The gnat hitch
--------------

I had trouble sleeping a few nights ago.  This happens to me from
time to time.  I know that looking at a screen when you're trying
to sleep is a terrible idea, and if I have a paper book on the
go sometimes I'm good and I'll get up for a bit and read that.
But often I end up cruising around the small internet instead.
Lettuce's gemlog, after all, is best visited between 1am and 6am
local time.  Says so right on the landing page[1].

But the other night I was cruising around Gopherspace, and noticed
that earlier this year, Defanor had made a phlog post[2] about knots.
Reading somebody mention the Ashley Book of Knots[3] made me smile.
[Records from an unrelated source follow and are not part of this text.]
PR #930, opened 2016-01-18
update composer.lock file

xabbuh:
Someone noticed on IRC that the current lock file for 3.1.x-dev was not really usable.

### DIFF
--- a/composer.json
+++ b/composer.json
@@ -49,6 +49,8 @@
             "php": "5.5.9"
         }
     },
+    "prefer-stable": true,
+    "minimum-stability": "dev",
     "extra": {
         "symfony-app-dir": "app",
         "symfony-bin-dir": "bin",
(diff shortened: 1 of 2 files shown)


composer.json
```diff
@@ -49,6 +49,8 @@
             "php": "5.5.9"
         }
     },
+    "prefer-stable": true,
+    "minimum-stability": "dev",
```
xabbuh: This is needed for the APCu polyfill.

fabpot:
Thank you @xabbuh.

composer.json
Pierstoval: Isn't this really dangerous? I mean, isn't there a way to release a proper release for the APCu polyfill, even a beta/rc for the minimum stability to rise up and not be `dev`?

xabbuh: Imo that's okay for the moment as Symfony 3.1 itself isn't stable yet. But yeah having a release for the APCu polyfill will be better.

I went through a brief "knot phase" while I was living in Finland,
which included borrowing the Ashley Book of Knots from my local
library.  That book is the bible of knot geeks.  It assigns unique
numeric IDs to every knot under the sun, because the same/different
names have been and are are will be used for differnet/the same knots
in different places, at different times, in differnet languages,
so names for knots are actually frustratingly ambiguous if you want
to get serious about it.  It's a big book, which isn't surprisng.
Knots are one of humanity's oldest technology, and during the age of
sail, knowing everything there is to know about joining and looping
rope was genuine life-or-death stuff for huge numbers of people.
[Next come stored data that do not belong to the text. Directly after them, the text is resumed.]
PR #932, opened 2016-01-20
SensioGeneratorBundle not found for composer install --no-dev

marius-rizac:
When running `composer install --no-dev` or `composer update --no-dev` this error is shown 
PHP Fatal error:  Class "Sensio\Bundle\GeneratorBundle\SensioGeneratorBundle" not found in ...app/AppKernel.php on line 25
because `sensio/generator-bundle` is a development dependency.

### DIFF
--- a/composer.json
+++ b/composer.json
@@ -20,10 +20,10 @@
         "symfony/monolog-bundle": "^2.8",
         "sensio/distribution-bundle": "^5.0",
         "sensio/framework-extra-bundle": "^3.0.2",
+        "sensio/generator-bundle": "^3.0",
         "incenteev/composer-parameter-handler": "^2.0"
     },
     "require-dev": {
-        "sensio/generator-bundle": "^3.0",
         "symfony/phpunit-bridge": "^2.7"
     },
     "scripts": {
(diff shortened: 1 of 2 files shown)


xabbuh:
The SensioGeneratorBundle is only loaded in the application kernel if you run it in the `dev` environment. And if you access the application in the `dev` environment, you should have installed the dev dependencies too.

marius-rizac:
@xabbuh please run `composer install --no-dev` on a new cloned directory. And when you run composer install, which environment is used ?

bocharsky-bw:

That knot phase of mine didn't last very long.  I think it was kicked
off by wanting to get better at pitching tarp shelters.  I was a
scout, way back when, and no doubt learned plenty of knots, probably
even a badge or two.  Subsequently I have forgotten everything except
the clove hitch, which I think I can actually tie, and the reef knot,
which is just the *name* I know of a knot that exists.  I decided
to set that right, and did some research, and learned that some of
those scout knots I got taught actually aren't very good.  I came up
with a very small set of good, easy to tie knots, one or two of each
major type, and for a brief while I practiced them regularly with
some paracord I left beside the couch.  Now it's maybe five years
later and, surprise, surprise, I can remember the names of almost
two of them (bowline and something-something-alpine-butterfly?) and
can't tie either from memory.

But despite seeming predisposed to forgetting practical knot
knowledge very quickly, I retain one clear memory from that
short-lived phase.  The existence of the gnat hitch!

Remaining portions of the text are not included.